Let's add screen reader accessibility to our element. We'll start by giving our loupe div a button role and an aria-label. We could use a <button> as well with visually hidden text content, but since we've already styled things the way we want, I think this is an acceptable use of role="button".

Let's also add a <div role="alert"> which we'll use to announce our chosen colour.

<link rel="stylesheet" href="color-picker.css">
<div id="loupe" role="button" aria-label="color picker"></div>
<div id="alert" role="alert" aria-hidden="true"></div>

Give the alert 'visually hidden' styles, since we'll be setting it's text content to announce our colour.

#alert {
  clip: rect(0 0 0 0);
  clip-path: inset(50%);
  height: 1px;
  overflow: hidden;
  position: absolute;
  white-space: nowrap;
  width: 1px;
}

Last thing we need to do is set the alert's text when we pick the colour.

constructor() {
  // ...
  this.alert = this.shadowRoot.getElementById('alert');
}

#pick() {
  this.color = getComputedStyle(this.loupe).getPropertyValue('background-color');
  this.alert.textContent = this.color;
  this.alert.setAttribute("aria-hidden", "false");
  this.dispatchEvent(new CustomEvent('pick'));
}

And we're good, screen readers will now announce the chosen colour.

Using our Colour Picker

With our custom element finished, let's hook it up to the document by listening for the pick event. Edit index.html and add an <output> element to display our picked colour and an inline script to listen for the pick event. Let's also add some global styles in style.css:

<color-picker></color-picker>
<output></output>
<script>
  document
    .querySelector('color-picker')
    .addEventListener('pick', event => {
      document
        .querySelector('output')
        .style
        .setProperty('background-color', event.target.color);
    });
</script>
output {
  display: block;
  width: 400px;
  height: 120px;
  margin-top: 12px;
}

Next Steps

Well we're done! We've met all our goals from above with a few extras laid on top.

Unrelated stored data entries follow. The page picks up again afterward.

Issue #927, opened 2019-01-04
Update Coding Standard Docs


sean-e-dietrich:
`docksal/service-cli` now includes WP Coding Standards after https://github.com/docksal/service-cli/pull/88

We should include documentation on https://docs.docksal.io/tools/phpcs/ to include information that this exists. 

Additionally the docs should also reflect that `Drupal` standard should now be changed to `Drupal,DrupalPractice`

sean-e-dietrich:
Closed via https://github.com/docksal/docksal/commit/6a659bf1199a4597806806316613d62b265f7d23

PR #929, opened 2019-01-04
Updated documentation for PHPCS to include WordPress

sean-e-dietrich:
Added information to the docs for WordPress PHPCS additionally made commands for easier downloading.

Solves https://github.com/docksal/docksal/issues/927

### DIFF
--- a/docs/content/tools/phpcs.md
+++ b/docs/content/tools/phpcs.md
@@ -5,7 +5,8 @@ aliases:
 ---
 
 
-`phpcs` and `phpcbf` are readily available in the cli container.
+`phpcs` and `phpcbf` are readily available in the cli container. Both [Drupal Coding Standards](https://www.drupal.org/docs/develop/standards) and [WordPress Coding Standards](https://github.com/WordPress-Coding-Standards/WordPress-Coding-Standards) 
+have been installed and are ready to use.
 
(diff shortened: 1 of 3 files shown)


shelane:
By creating separate example commands for Drupal and WP, should the existing `examples/.docksal/commands/phpcs` be removed?

sean-e-dietrich:
@shelane it actually should have been removed

@achekulaev @lmakarov are you ok with it being removed and replaced with different examples as long as it's documented in the docs properly?

achekulaev:
I'm ok with renaming. However for visual consistency I would rather call binaries `phpcs_*` instead of `*_phpcs`.

lmakarov:
I believe both `phpcs_drupal` and `phpcs_wordpress` belong to the [addons](https://github.com/docksal/addons) repo. `phpcs` should probably be also removed from examples in this repo.

achekulaev:
@lmakarov yes and no. Since the ancient Docksal times it served as an example of the folder structure.  If we remove the we need to be removing examples folder altogether (it contains ancient images in docksal.env there by the way)

achekulaev:
@shelane this PR is assigned to you, others reviews are optional, so whenever you feel it's ready you can merge.

PR #955, opened 2019-02-08
Changing VSCode docs to reflect working launch.json.

JDDoesDev:
The recently committed documentation for VSCode Xdebug did not work on my install.  I have successfully been using Xdebug with VSCode for some time with these settings, so I recommend that we use this example instead of the current one.


achekulaev:
@lmakarov do you have an idea why tests are failing on setting ENV variables?

sean-e-dietrich:
@achekulaev I believe secrets are failing because it's a forked repo with the PR and the variables are marked as secret.

lmakarov:
Tests will always fail with PRs since there are private ENV variables set in Travis, which are used in tests and which are not passed to PR builds. We'll need to refactor the builds/tests to only run PR-compatible tests on PR builds.

sean-e-dietrich:
@JDDoesDev you are correct. Thanks!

You can play with a live example on Glitch:

You can also follow along with the steps by tracing the commit history on GitHub:

Can you improve on the design? Here are some ideas to get your gears turning:

Show us what you come up with in the comments. If you're looking for a production-ready colour picker element, check out @webpadawan's <vanilla-colorful>.

Footnotes

Inherited Styles

While Shadow DOM does provide strong encapsulation, inherited CSS properties are able to 'pierce' the shadow boundary, so things like color, font-family, and any CSS custom properties can reach down into our shadow roots and style our private shadow DOM.